For students in the Research Experience in Chemistry J-Term course taught by NCSSM-Durham chemistry instructor Darrell Spells, that meant spending four weeks doing introductory-level chemistry research.
This is only the second year that Spells has taught the course. In both instances it was filled entirely by juniors who still have a year and a half to consider additional research courses. “It’s sort of an exploratory class for students to find out if they really have an interest in pursuing things further,” he says.
The course is split roughly into two-week segments. In the first, students learn how to formulate a research question and create a research proposal that lays out a plan for further exploration of any topic they are interested in. If reasonably feasible given the time and tools available in NCSSM laboratories, the second half of J-Term is spent carrying out that research under Spells’ supervision.
Hadi Abdul, an NCSSM-Durham junior from Northwest Cabarrus High School in Concord, and Tess Totten, another Durham junior who is originally from Asheville High School, teamed up in the second half of the term to work toward a better way of determining if perishable food goods have, indeed, gone bad. Sell-by or expiration dates seldom mean an item has actually become unsafe or unfit for consumption, resulting in an untold amount of food waste filling landfills on a daily basis. Eliminating or reducing such waste could have an incredible benefit for a number of systems, from farming to economics to the environment to food insecurity.
Hadi and Tess’ project focused on creating a biodegradable film for food packaging that would change from a faint pink color to a bright green when it sensed a change in pH levels in poultry that was spoiling. To do that, they extracted a pigment derived from cabbage that is subject to similar color changes and inserted it into a biodegradable film – a smart film, they call it – and then tested it.
Hadi chose Research Experience in Chemistry because he has always been interested in “learning the unlearned,” he says. “That’s the reason that I even came to the North Carolina School of Science and Math: to explore the unlearned. And in order to do that, I feel like having a fundamental understanding of what research is is something that’s super important.”

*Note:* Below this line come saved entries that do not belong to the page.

PR #1179, opened 2017-06-07
Revert "uploadExecutableNode improvement (#1167)"

chengren311:
This would throw exception in case of uploading duplicate keys when two subflows contain jobs of same name. 
This reverts commit ffd9ebd4910cd9e8ac46494c90c14f4d8a2cd7a2.

### DIFF
--- a/azkaban-exec-server/src/main/java/azkaban/execapp/JobRunner.java
+++ b/azkaban-exec-server/src/main/java/azkaban/execapp/JobRunner.java
@@ -584,9 +584,8 @@ public class JobRunner extends EventHandler implements Runnable {
     // Start the node.
     this.node.setStartTime(System.currentTimeMillis());
     Status finalStatus = this.node.getStatus();
-    if (!uploadExecutableNode()) {
-      finalStatus = changeStatus(Status.FAILED);
-    } else if (!errorFound && !isKilled()) {
+    uploadExecutableNode();
+    if (!errorFound && !isKilled()) {
       fireEvent(Event.create(this, Type.JOB_STARTED, new EventData(this.node)));
 
       final Status prepareStatus = prepareJob();
@@ -623,13 +622,11 @@ public class JobRunner extends EventHandler implements Runnable {
     writeStatus();
   }
 
-  private boolean uploadExecutableNode() {
+  private void uploadExecutableNode() {
     try {
       this.loader.uploadExecutableNode(this.node, this.props);
-      return true;
     } catch (final ExecutorManagerException e) {
       this.logger.error("Error writing initial node properties", e);
-      return false;
     }
   }
 


juhoautio:
I don't get it. How i this any different?

juhoautio:
Ok, this changes it so that job is run even if upload fails. If that's normal, then shouldn't be logging an error about it. Better avoid upload when not needed, or even better: do it in a way that only inserts if it doesn't already exist?

chengren311:
@juhoautio 
i'm going to close this PR as we are putting a long-term fix which is to fix the db schema. We will add project id to the primary key set for execution_jobs.

juhoautio:
Isn't project id the same if two subflows (in a flow) contain the same job? So should use full nested id or something?

juhoautio:
But if this is currently affecting all such cases, isn't this a serious problem to have in master even for the time before a proper fix? Or are you doing that really soon now?

chengren311:
@juhoautio flow id i mean, current table's key is (execution id, job id, attempt). 
So it's a rare case since it only happens as an issue for two subflows contain two jobs with same name. And we are asking our DBA to push the schema change for us.

juhoautio:
Ok. For us that's not even a rare case. Would it be possible to reopen this fix & merge to master for the time being?

HappyRay:
@juhoautio Have you deployed a version that includes this change? 
@chengren311 is not familiar with the tests that failed after this change was made.

If this is important to you, do you mind submitting a pull request since you may be more familiar with the tests and this change?

HappyRay:
Do you use subflows extensively?

juhoautio:
Yeah subflows are also used. We're running a fork where #1167 has been reverted, so I haven't ever seen that problem in effect myself.

juhoautio:
> @chengren311 is not familiar with the tests that failed after this change was made.

@HappyRay, could you clarify what tests you mean? Also what is "this change" in your comment?

My understanding is that this isn't about any tests failing – at least not unit tests in this repo. The commit https://github.com/azkaban/azkaban/commit/ffd9ebd4910cd9e8ac46494c90c14f4d8a2cd7a2 was only done to "fail faster" (see the commit message there). I would still like to revert that commit until the job node key in DB is made unique also across sibling sub-flows. So I don't see a need to create a new pull request, because this (#1179), could be reopened for that purpose.

HappyRay:
See the test failures in https://travis-ci.org/azkaban/azkaban/builds/240580566?utm_source=github_status&utm_medium=notification

juhoautio:
I have no idea about those failures :O The only simple explanation I can think of is that Travis was running really slow, so that the maximum waiting time limits are not enough.. I applied this "revert" locally on current master and ran those two failed tests 1000 times in a row – no failures (`FlowRunnerTest2 > testFailedFinishingFailure3` & `FlowRunnerTest > execAndCancel`).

Further driving his enrollment in the course is the fact that his mother was diagnosed with cancer nearly one year ago. Research, Hadi knows, is the only way toward better treatments and, one day, a cure. He wants to contribute to those breakthroughs as a cancer researcher. This J-Term may just be the beginning of that. But it’s a long process, with a lot to learn about research in general.
Tess, who plans a future in neuroscience, saw the experience as an opportunity to warm up for later research at NCSSM. She already had a bit of experience in a lab, having participated in a self-organized summer mentorship at Western Carolina University, where she shadowed university-based researchers. But here in the Research in Chemistry J-Term, she says, it’s more hands-on, and more self directed, which she loves.
“Dr. Spells was definitely there to advise us and help us out if we didn’t completely understand something, but we had a lot of freedom to develop our own procedures and develop different trials as long as we stayed within the bounds of laboratory safety.”
By the end of the second half of the J-Term, the results of Hadi and Tess’ experiment were in. There were a few twists and turns the research took, Tess says, but surprisingly, she and Hadi got the result they were hoping for: the smart film actually changed color when exposed to a change in pH.
“It took us almost six hours just to extract the pigment and insert it into the plastic,” Tess says. “Had it not worked, we would have been back at square one. But thankfully – miraculously – we got very lucky.”
While happy the experiment worked out for Hadi and Tess, Spells says research results aren’t all that important in this introductory course.
“I don’t necessarily worry that much about whether or not it’s actually a ‘successful’ outcome in the four-week period,” he says, “but what I do want is for students to take on something that will give them a sense of accomplishment and open them up to what else might be possible.”